▶ _TASK REQUIREMENTS_:
Scan the listing below. Report each line that includes "release".

'''

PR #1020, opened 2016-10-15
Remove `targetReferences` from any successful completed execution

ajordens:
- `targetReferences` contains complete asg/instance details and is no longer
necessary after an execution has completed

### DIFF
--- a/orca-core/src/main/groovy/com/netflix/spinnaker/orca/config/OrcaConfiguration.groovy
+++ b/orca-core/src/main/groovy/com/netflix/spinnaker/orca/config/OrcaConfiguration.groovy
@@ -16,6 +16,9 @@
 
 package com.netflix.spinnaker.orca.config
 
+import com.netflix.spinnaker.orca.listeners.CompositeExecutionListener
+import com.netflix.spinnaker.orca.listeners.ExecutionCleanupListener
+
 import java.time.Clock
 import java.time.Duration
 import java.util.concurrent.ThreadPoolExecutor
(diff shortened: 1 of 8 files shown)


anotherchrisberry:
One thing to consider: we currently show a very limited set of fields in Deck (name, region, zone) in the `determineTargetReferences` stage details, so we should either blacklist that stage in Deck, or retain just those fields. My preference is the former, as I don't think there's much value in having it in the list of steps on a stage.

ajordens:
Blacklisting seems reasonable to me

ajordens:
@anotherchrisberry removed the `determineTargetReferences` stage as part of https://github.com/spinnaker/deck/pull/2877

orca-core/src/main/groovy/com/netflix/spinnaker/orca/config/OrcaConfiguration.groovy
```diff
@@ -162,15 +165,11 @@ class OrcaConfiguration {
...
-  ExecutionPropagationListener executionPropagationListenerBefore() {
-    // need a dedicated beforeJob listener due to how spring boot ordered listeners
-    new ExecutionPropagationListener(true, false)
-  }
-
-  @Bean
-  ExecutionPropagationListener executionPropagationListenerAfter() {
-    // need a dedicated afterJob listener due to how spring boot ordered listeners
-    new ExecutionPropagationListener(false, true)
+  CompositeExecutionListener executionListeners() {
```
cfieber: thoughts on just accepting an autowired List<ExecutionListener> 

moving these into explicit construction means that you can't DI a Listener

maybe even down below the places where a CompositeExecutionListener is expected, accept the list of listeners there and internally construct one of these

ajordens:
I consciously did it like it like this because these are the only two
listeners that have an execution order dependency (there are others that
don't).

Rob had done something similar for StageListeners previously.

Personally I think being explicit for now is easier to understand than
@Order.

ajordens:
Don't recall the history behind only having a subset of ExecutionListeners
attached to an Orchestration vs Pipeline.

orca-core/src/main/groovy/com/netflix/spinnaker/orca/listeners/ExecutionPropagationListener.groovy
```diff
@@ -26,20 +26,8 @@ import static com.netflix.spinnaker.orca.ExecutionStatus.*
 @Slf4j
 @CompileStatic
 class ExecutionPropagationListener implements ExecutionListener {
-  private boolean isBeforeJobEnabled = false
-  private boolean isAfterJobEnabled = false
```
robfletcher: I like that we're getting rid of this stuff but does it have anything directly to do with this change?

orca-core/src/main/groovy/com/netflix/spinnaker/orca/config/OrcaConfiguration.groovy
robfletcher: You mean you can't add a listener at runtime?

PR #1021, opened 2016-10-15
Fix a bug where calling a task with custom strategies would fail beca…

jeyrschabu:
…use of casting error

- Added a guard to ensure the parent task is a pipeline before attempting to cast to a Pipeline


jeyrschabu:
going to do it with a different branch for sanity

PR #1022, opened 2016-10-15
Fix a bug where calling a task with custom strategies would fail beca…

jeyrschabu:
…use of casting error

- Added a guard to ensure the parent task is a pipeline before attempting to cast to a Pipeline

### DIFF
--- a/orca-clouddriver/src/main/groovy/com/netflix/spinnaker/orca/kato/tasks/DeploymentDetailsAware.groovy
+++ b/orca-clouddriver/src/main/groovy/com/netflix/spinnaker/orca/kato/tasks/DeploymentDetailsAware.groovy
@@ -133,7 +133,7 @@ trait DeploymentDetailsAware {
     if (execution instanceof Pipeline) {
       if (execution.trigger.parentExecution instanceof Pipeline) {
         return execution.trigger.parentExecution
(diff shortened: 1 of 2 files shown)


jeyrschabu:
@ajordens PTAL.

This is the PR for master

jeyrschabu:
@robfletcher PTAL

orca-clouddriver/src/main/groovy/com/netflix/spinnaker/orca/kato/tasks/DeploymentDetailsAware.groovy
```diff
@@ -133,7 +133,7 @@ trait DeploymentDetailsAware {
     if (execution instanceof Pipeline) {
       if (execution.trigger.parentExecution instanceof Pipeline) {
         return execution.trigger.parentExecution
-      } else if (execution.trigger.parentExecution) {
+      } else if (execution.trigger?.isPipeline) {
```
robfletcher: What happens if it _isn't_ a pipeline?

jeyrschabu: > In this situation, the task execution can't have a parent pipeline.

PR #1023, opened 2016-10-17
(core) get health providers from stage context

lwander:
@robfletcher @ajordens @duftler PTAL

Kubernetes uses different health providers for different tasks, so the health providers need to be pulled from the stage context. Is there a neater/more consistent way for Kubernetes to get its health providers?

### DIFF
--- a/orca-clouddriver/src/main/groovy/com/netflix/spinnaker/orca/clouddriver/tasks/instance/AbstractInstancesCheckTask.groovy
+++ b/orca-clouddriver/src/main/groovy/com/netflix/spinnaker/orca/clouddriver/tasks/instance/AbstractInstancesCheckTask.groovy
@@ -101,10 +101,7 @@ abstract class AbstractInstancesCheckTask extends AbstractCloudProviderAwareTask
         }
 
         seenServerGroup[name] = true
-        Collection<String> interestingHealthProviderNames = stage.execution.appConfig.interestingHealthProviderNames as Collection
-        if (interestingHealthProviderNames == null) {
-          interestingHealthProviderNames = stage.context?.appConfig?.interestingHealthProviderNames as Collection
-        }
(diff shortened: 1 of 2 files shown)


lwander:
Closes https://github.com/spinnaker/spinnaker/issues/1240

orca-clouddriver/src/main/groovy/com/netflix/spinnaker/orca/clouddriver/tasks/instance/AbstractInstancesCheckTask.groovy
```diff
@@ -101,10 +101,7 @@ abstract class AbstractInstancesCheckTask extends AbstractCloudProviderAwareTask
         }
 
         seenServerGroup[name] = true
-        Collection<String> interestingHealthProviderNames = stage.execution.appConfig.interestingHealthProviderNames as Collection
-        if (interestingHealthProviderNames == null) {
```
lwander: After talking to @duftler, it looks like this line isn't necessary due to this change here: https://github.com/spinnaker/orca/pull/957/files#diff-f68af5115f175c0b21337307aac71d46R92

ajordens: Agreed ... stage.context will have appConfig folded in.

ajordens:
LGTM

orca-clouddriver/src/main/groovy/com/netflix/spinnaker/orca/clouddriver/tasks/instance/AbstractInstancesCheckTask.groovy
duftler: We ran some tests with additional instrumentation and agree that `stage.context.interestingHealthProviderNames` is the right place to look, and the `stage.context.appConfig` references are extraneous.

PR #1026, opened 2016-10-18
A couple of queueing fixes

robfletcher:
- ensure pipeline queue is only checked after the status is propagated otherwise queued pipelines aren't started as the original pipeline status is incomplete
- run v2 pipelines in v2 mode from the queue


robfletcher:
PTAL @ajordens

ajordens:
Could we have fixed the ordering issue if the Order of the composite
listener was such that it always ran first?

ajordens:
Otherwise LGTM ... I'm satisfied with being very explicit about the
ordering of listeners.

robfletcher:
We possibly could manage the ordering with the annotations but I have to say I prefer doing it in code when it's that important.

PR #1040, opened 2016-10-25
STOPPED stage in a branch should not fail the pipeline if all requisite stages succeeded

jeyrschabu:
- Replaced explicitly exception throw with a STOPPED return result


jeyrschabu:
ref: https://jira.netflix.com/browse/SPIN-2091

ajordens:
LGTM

'''
'''

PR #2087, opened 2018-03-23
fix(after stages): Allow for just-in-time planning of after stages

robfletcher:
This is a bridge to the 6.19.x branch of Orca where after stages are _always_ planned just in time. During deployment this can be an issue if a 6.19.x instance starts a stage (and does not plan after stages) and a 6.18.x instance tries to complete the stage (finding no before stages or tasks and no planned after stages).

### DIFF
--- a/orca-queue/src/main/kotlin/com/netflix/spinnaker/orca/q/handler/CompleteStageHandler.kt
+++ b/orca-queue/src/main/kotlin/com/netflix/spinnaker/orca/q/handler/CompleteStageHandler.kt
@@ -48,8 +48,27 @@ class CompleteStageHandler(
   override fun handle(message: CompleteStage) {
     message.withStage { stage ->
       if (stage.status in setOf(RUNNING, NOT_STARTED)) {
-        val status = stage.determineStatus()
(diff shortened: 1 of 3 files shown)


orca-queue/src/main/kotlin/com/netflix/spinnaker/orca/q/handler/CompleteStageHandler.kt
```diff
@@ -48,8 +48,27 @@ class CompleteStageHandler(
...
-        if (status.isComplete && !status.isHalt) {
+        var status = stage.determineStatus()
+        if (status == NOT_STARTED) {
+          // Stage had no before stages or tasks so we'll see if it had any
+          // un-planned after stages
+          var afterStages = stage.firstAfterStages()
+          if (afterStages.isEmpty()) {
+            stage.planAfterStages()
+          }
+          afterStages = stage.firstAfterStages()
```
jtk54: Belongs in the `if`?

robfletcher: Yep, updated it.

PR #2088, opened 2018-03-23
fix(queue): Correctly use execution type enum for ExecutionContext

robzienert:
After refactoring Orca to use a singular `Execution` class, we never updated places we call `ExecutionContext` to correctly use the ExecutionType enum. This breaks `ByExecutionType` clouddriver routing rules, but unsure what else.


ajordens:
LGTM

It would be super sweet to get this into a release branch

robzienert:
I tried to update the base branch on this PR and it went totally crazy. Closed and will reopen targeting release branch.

'''

▶ _EXERCISE RESPONSE_:
It would be super sweet to get this into a release branch
I tried to update the base branch on this PR and it went totally crazy. Closed and will reopen targeting release branch.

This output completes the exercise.